Bio: Dr Szilard Pafka is Chief Scientist at Epoch. Szilard studied Physics in the 90s and obtained a PhD by using statistical methods to analyze the risk of financial portfolios. He worked in finance, then in 2006 he moved to become the Chief Scientist of a tech company in Santa Monica, California doing everything data (analysis, modeling, data visualization, machine learning, data infrastructure etc). He was the founder/organizer of several meetups in the Los Angeles area (R, data science etc) and the data science community website datascience.la for more than a decade until he relocated to Texas in 2021. He is the author of a well-known machine learning benchmark on github (1000+ stars), a frequent speaker at conferences (keynote/invited at KDD, R-finance, Crunch, eRum and contributed at useR!, PAW, EARL, H2O World, Data Science Pop-up, Dataworks Summit etc.), and he has developed and taught graduate data science and machine learning courses as a visiting professor at two universities (UCLA in California and CEU in Europe). You can follow him on LinkedIn, Twitter or Github.

The lecture took place Friday, October 28, at 1pm Central. The presentation slides are available, a video recording is available (to anybody with a valid University of Illinois ‘Netid’). An unrestricted YouTube! link is also available.

John Mount, WinVector

Topic: Machine learning practice, often called data science, emphasizes empirical tuning of predictive models. When these practitioners run into common problems they propose and promote fixes somewhat different than the statistical canon. I’ll discuss two issues where data science practice differs from statistical inference: co-linear variables and building classifiers for un-balanced models. For co-linear variables the data science practice is often “regularize and ignore”, which I will define and explain why this fire and forget procedure seems to work. This lets us start to explore the consequences of using prediction quality as an exclusive model quality metric. For un-balanced models I argue that the result is the opposite: ignoring the internal probabilistic structure of the problem leads to unnecessarily clumsy work arounds. The goal is to show how to appreciate data science as street fighting statistics.

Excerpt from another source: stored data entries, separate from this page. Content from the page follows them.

PR #3154, opened 2016-05-09
SQL: Item_Basic Update AH categories

Ninjistix:
Update AH category to remove some Ex,R/E,iLv Items from AH, some items were in wrong category, removed GM gear from ah category also


R3P0FFXI:
@Ninjistix where did you get the information that some of this should be removed from AH categories, im pretty positive some of the stuff you removed is sellable on the AH specifically the ilvl items.

Ninjistix:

Bio: Dr. John Mount is a Principal Consultant at Win Vector LLC. John has a Ph.D in computer science from Carnegie Mellon University, using probabilistic methods to prove convergence rates of Markov chains in optimization and sampling applications. He did work on structural diversity of molecules for biotech applications, wrote and executed algorithmic trading strategies for Banc of America securities (a division of Bank of America). He is now concentrating on data science, machine learning, AI and analytics consulting and teaching. His most recent teaching product is a two week private immersion course on data science for engineers. He is the co-author of the book Practical Data Science with R, from Manning and now it its 2nd edition. He is the author of a number of packages for data science in both R and Python. You can follow him on LinkedIn https://www.linkedin.com/in/johnamount/ , Twitter https://twitter.com/winvectorllc , or Github https://github.com/WinVector .

The lecture took place Wednesday, November 9, at 5pm Central. The presentation slides are available, as is the supporting GitHub repo A video recording is available (to anybody with a valid University of Illinois ‘Netid’). An unrestricted YouTube! link is also available.